The Securities and Exchange Commission has filed a plan to return more than $40 million to Tesla shareholders in what a source said was a victory for Elon Musk, who took the matter to federal court.

The payout is part of the long-running saga of Musk and his tweets — notably one from 2018 that said he arranged financing to sell Tesla for $420 a share. The SEC slapped him on the knuckles for fraud; Musk and the regulator reached an agreement — resulting in a $20 million fine for Tesla and a $20 million fine for Musk personally, which would be distributed to shareholders.

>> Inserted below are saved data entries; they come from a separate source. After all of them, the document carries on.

Issue #6399, opened 2026-05-11
Handling taxonomy version update in preprocessing & silo import


maverbiest:
Related to https://github.com/loculus-project/loculus/issues/6099

Since https://github.com/loculus-project/loculus/pull/6302, we pin the version of NCBI's taxonomy we use in Loculus. This is to prevent the version of the taxonomy used in the taxonomy service going out of sync with the one that was used to preprocess the data in the current deployment.

What we instead want is to have each preprocessing pipeline version use a specific version of NCBI's taxonomy. Switching to a new taxonomy version would mean a pipeline version bump and running preprocessing using a taxonomy service with the new taxonomy. To achieve this, we need some mechanism of having two taxonomy services with different taxonomy versions running on the same deployment (or one taxonomy service with multiple taxonomies, but this may be more complex).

Musk on Tuesday asked a federal judge for the first time to be left out of the SEC settlement — a so-called “consent statement,” which requires a Tesla attorney to review his tweets before sending them. Musk claimed in February that the SEC failed to live up to its end of the bargain and pressured affected shareholders for their $40 million.

Judge Alison Nathan for the Southern District of New York on Tuesday directed the SEC to respond to Musk’s request to overturn the consent decree by March 22, court filings say. Later in the day, the SEC filed a distribution plan to pay Tesla shareholders.

Judge Nathan also ruled that a subpoena the SEC served on Tesla on Nov. 29 to review compliance with the September 2018 settlement between the company and the regulator exceeded the SEC’s investigative powers and was made in bad faith since she had not gone through court, the court records said.

Tesla stock picture on a screen
Judge Alison Nathan for the Southern District of New York on Tuesday directed the SEC to respond to Musk’s request to overturn the consent decree by March 22.
Getty Images/Drew Angerer

The SEC wants to prove Musk sent tweets without the consent of Tesla attorneys, violating the consent decree, sources familiar with the matter said.

Judge Nathan will soon rule on whether either side will play by the rules — or whether the SEC has the right to investigate Musk’s behavior and potentially impose higher penalties.

In an affidavit, Musk claimed he was “forced” to sign the SEC truce that shut the flap on his now-infamous Aug. 7, 2018 tweet in which he claimed he had “secured the funding” to Tesla for $420 a year to take private parts.